Separating the hidden Markov model parameters yields two parts, the previously mentioned state and observed variable values. The state is determined by λ = (X, f), and the other part of the observed variable value is determined by Y. When a hidden Markov model parameter is known, the following observation sequence B = {b₁, b₂, ⋯ , b_L} can be obtained. Among them, L is the total length of the observation sequence. The specific operation steps are: determine the initialization state, and find the probability of x_i according to λ; set the moment at this time as 1. By observing the probability distribution of x_i, find the corresponding observed variable value b. Observing the transition probability distribution x_ij of x_i, a new state can be found x_j. At time t + 1, when t < L, we continue to return to finding the value of the observed variable bi, and the loop ends when t = L.

Neural network technology

Based on the principle of neural network technology, through continuous training of speech data, let the system learn and finally achieve a high degree of recognition of speech and semantics (19). The neural network technology used in the field of speech recognition is a probabilistic and statistical neural network. Probability and statistics neural network can recognize speech well after continuous data training through its own powerful learning ability. It is a parallel network structure based on window function (20). The structure diagram of the probability and statistics neural network is shown in Figure 5.

FIGURE 5

Figure 5. Probability and statistics neural network structure diagram.

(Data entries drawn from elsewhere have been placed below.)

PR #54, opened 2023-10-16
change logging-credentials secret format

hervenicol:
Before:
```
data:
  gausspassword: [base64 pass]
  gaussuser: Z2F1c3M=
  readpassword: [base64 pass]
  readuser: cmVhZA==
  sm2t7password: [base64 pass]
  sm2t7user: c20ydDc=
```

After:
```
data:
  gauss: [base64 pass structure]
  read: [base64 pass structure]
  sm2t7: [base64 pass structure]
```

The base64 pass structure is simple (but can be expanded in the future if needed):
```
password: [password]
```

### DIFF
--- a/pkg/resource/logging-credentials/logging_operator_secrets.go
+++ b/pkg/resource/logging-credentials/logging_operator_secrets.go
@@ -7,6 +7,7 @@ import (
 	"fmt"
 
 	"github.com/pkg/errors"
+	"gopkg.in/yaml.v2"
 
 	v1 "k8s.io/api/core/v1"
 	metav1 "k8s.io/apimachinery/pkg/apis/meta/v1"
@@ -20,6 +21,10 @@ const (
 	LoggingCredentialsName      = "logging-credentials"
 	LoggingCredentialsNamespace = "monitoring"
 )
+
+type user struct {
+	Password string `yaml:"password" json:"password"`
+}
 
 // LoggingCredentialsSecretMeta returns metadata for the logging-operator credentials secret.
 func LoggingCredentialsSecretMeta(lc loggedcluster.Interface) metav1.ObjectMeta {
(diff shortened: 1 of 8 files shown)


QuentinBisson:
Does that mean we have a base64 of a base64?

pkg/resource/logging-credentials/logging_operator_secrets.go
```diff
@@ -21,6 +22,10 @@ const (
 	LoggingCredentialsNamespace = "monitoring"
 )
 
+type user struct {
```
QuentinBisson, line 25: Should that struct be named credentials or userCredentials?

pkg/resource/logging-credentials/logging_operator_secrets.go
```diff
@@ -64,60 +69,71 @@ func GenerateLoggingCredentialsBasicSecret(lc loggedcluster.Interface) *v1.Secre
 	return &secret
 }
 
-func GetLogin(lc loggedcluster.Interface, credentialsSecret *v1.Secret, user string) (string, error) {
-
-	login, ok := credentialsSecret.Data[fmt.Sprintf("%suser", user)]
+func GetPass(lc loggedcluster.Interface, credentialsSecret *v1.Secret, username string) (string, error) {
```
QuentinBisson, line 72: Maybe call it GetPassword :)

QuentinBisson:
I like this format way better :)

I'm wondering if we should separate read and have a tenants subsection but that is not that important

hervenicol:
> Does that mean we have a base64 of a base64?

That would not be uncommon, but no.
- the secret is b64-encoded, as any secret.
- the password inside the secret is not encoded.

pkg/resource/logging-credentials/logging_operator_secrets.go
hervenicol: Done.

pkg/resource/logging-credentials/logging_operator_secrets.go
hervenicol: Done.

hervenicol:
> I like this format way better :)

Thanks :heart: 

> I'm wondering if we should separate read and have a tenants subsection but that is not that important

I'm not sure yet what's happening to `read` in the future, when we have multi-tenancy on the read path. I'm happy if we don't touch it for now :grin:

QuentinBisson (approved):
Lgtm

PR #62, opened 2023-10-18
Add capi support

QuentinBisson:
This PR adds CAPI support to logging operator


pkg/resource/promtail-wiring/reconciler.go
```diff
@@ -67,25 +82,39 @@ func (r *Reconciler) ReconcileDelete(ctx context.Context, lc loggedcluster.Inter
...
+			logger.Info("promtailwiring - app not found")
+			return ctrl.Result{}, nil
 		}
+		return ctrl.Result{}, errors.WithStack(err)
+	}
 
-		// Unset user value configmap in the app.
-		if unsetUserConfig(&currentApp, lc) {
+	if lc.IsVintage() {
+		if common.IsWorkloadCluster(lc) {
```
hervenicol, line 100: I was really hoping we could avoid these conditions by having interfaces :cry: but I don't have a better suggestion at the moment.

hervenicol:
You have to differenciate MC from WCs, even on Capi, because the list of logs to retrieve differs.

I was wondering if that could be externalized in a config, so we can select which logs to retrieve for each clusters.
By default, we would have:
* only select logs from kube-system and giantswarm namespaces
* a custom configmap deployed via flux on all MCs (collections?) to retrieve all logs.

Not sure it's part of this PR though :sweat_smile:

QuentinBisson:
The différentiation is actually done already in the promtail-config resource as we're using common.IsWorkloadCluster there :)

pkg/resource/promtail-wiring/reconciler.go
QuentinBisson: We could do with interfaces but we'd need to have this setExtraConfig in the interface implémentation :)

hervenicol: Well, I'd prefer, as that's supposed to be their role.

QuentinBisson:
@hervenicol this actually looks way better, but that means I have to test it everywhere :D

pkg/common/common.go
```diff
@@ -8,13 +8,11 @@ import (
...
 func IsLoggingEnabled(lc loggedcluster.Interface) bool {
-
 	// Logging should be enabled when all conditions are met:
 	//   - logging label is set and true on the cluster
 	//   - cluster is not being deleted
-	//   - TODO(theo) global logging flag is enabled
-
-	return lc.GetLoggingLabel() == "true" && lc.GetDeletionTimestamp().IsZero() && lc.GetEnableLoggingFlag()
+	//   - global logging flag is enabled
+	return lc.IsLoggingEnabled() && lc.GetDeletionTimestamp().IsZero() && lc.GetEnableLoggingFlag()
```
hervenicol, line 15: We had named the lc function `GetLoggingLabel` because it is not enough of a condition for logging to be enabled.
As seen here, `common.IsLoggingEnabled` depends on multiple conditions, and having the logging label is one of them.

I thing both function namings are confusing, but I obviously prefer `GetLoggingLabel` because that's what I chose when I wrote it, after hesitating between those 2 names :grin:

QuentinBisson: Well, I would agree but if you look at the function code, it now does more than just getting a label value right? Ir actually checks that logging is enabled for the logged cluster

QuentinBisson: We could rename it to hasLoggingEnabled if you prefer?

hervenicol: ok for `hasLoggingEnabled`, at least that's a different function name.

QuentinBisson: Done :)

QuentinBisson:
Dropping in favor of https://github.com/giantswarm/logging-operator/pull/81 and https://github.com/giantswarm/object-storage-operator/pull/26

PR #76, opened 2023-10-31
Push to capa

QuentinBisson:
Towards https://github.com/giantswarm/roadmap/issues/2937

Let's deploy the logging operator on capa so we can use opsctl deploy :)


TheoBrigitte (approved):
LGTM

PR #79, opened 2023-11-02
prepare capi support

QuentinBisson:
This PR sets some things so the CAPI support PR is easier to digest


helm/logging-operator/templates/deployment.yaml
```diff
@@ -37,7 +37,10 @@ spec:
         {{- else -}}
           - -enable-logging=false
         {{- end }}
-        - -installation-name={{ .Values.loggingOperator.installationName }}
+        - -installation-name={{ .Values.managementCluster.name }}
+        - -installation-provider={{ .Values.managementCluster.provider.kind }}
+        - -installation-region={{ .Values.aws.region }}
+        - -installation-base-domain={{ .Values.managementCluster.baseDomain }}
```
QuentinBisson, line 43: This is needed for IRSA

helm/logging-operator/templates/deployment.yaml
```diff
@@ -37,7 +37,10 @@ spec:
         {{- else -}}
           - -enable-logging=false
         {{- end }}
-        - -installation-name={{ .Values.loggingOperator.installationName }}
+        - -installation-name={{ .Values.managementCluster.name }}
+        - -installation-provider={{ .Values.managementCluster.provider.kind }}
+        - -installation-region={{ .Values.aws.region }}
```
QuentinBisson, line 42: THis is needed to create an IAM client

helm/logging-operator/templates/deployment.yaml
```diff
@@ -37,7 +37,10 @@ spec:
         {{- else -}}
           - -enable-logging=false
         {{- end }}
-        - -installation-name={{ .Values.loggingOperator.installationName }}
+        - -installation-name={{ .Values.managementCluster.name }}
+        - -installation-provider={{ .Values.managementCluster.provider.kind }}
```
QuentinBisson, line 41: Needed to be able to create the loki role on capa MCs only

go.mod
```diff
@@ -1,6 +1,6 @@
 module github.com/giantswarm/logging-operator
 
-go 1.18
+go 1.20
```
QuentinBisson, line 3: Bumps dependencies

helm/logging-operator/values.yaml
```diff
@@ -2,6 +2,11 @@ global:
   podSecurityStandards:
     enforced: false
 
+aws:
+  accessKeyID: accesskey
```
QuentinBisson, line 6: Needed to be able to connect to the aws api

helm/logging-operator/templates/deployment.yaml
```diff
@@ -37,7 +37,10 @@ spec:
         {{- else -}}
           - -enable-logging=false
         {{- end }}
-        - -installation-name={{ .Values.loggingOperator.installationName }}
+        - -installation-name={{ .Values.managementCluster.name }}
```
hervenicol, line 40: This requires a change in `config` repo.

QuentinBisson: Yep it's done

QuentinBisson: Let me track it After lunch

QuentinBisson: Sée https://github.com/giantswarm/config/blob/b95dba75f82525f9ece4141b4eb312d4f3c4902e/default/apps/logging-operator/configmap-values.yaml.template#L2

helm/logging-operator/templates/deployment.yaml
hervenicol: "region" is probably AWS-specific.
Maybe that should be made clear in its name?

QuentinBisson: Well it is not really as it's also set in azure but I need to move where it is defined in config

pkg/capicluster/cluster.go
```diff
@@ -14,12 +18,24 @@ type Object struct {
...
-	return value
+	loggingLabelValue, ok := labels[key.LoggingLabel]
+	if !ok {
+		return true
+	}
+
+	loggingEnabled, err := strconv.ParseBool(loggingLabelValue)
+	if err != nil {
+		return false
+	}
```
hervenicol, line 37: If there is no label, it returns `true` => this means logging becomes enabled by default, right?
But if there's an error in `ParseBool`, it returns `false` => why not sticking to the default behaviour (`true`) then?

QuentinBisson: Makes sense

QuentinBisson: Fixed

hervenicol (approved):
I'm not very happy that it has to access AWS api, but apart from that LGTM.

PR #91, opened 2023-11-16
Move logged cluster types under pkg/logged-cluster so it's easier to …

QuentinBisson:
Small refactoring so it's easier to change the logged-cluster api (adding or removing a field is done in the same package)


QuantumEnigmaa (approved):
LGTM

PR #94, opened 2023-11-24
Remove system audit logs

TheoBrigitte:
Towards: https://github.com/giantswarm/giantswarm/issues/28842

This PR does:

* Drop system audit logs from Promtail's scrape targets
The amount of system audit logs is order of magnitude greater than other system logs.
This is causing a high load on Loki. We can always add those back later on.

* Fix empty systemd_unit label
The systemd_unit label was empty in certain cases (e.g. kernel logs), this was fixed by adding the syslog identifer as systemd_unit label.

---

### Investigation
1. Identified `system-logs` and `kubernetes-pods` as having most log lines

The probability and statistics neural network is divided into four layers. The first layer is the input layer. By receiving a large number of training sample data, the dimension of the sample determines the number of neurons. The second layer is the pattern layer, which receives the sample data (mainly the matching relationship between the feature vector and the pattern) from the input layer and calculates and analyzes it. The function formula passed from the input layer to the pattern layer is expressed as:

\begin{array}{l} μ (Z_{i}) = exp {[(Z_{i} - 1) / {\bar{δ}}_{i}]}^{2}, i = 1, 2, \dots, d & (20) \end{array}

Among them, δi in Formula (20) represents the feature vector passed from the input layer to the pattern layer.

The third layer is the summation layer, which takes the output of the pattern layer as the input condition of the summation layer, and then accumulates and sums the outputs of the pattern layer. The fourth layer is the decision layer. The input of the decision layer is the output [f_a(x), f_b(x), ⋯ , f_n(x)] from the summation layer. The number of neurons in the decision layer is related to the type of samples. The decision-making layer determines the data type of the output data, and the final output of the recognized voice information is continuously screened through the neural network.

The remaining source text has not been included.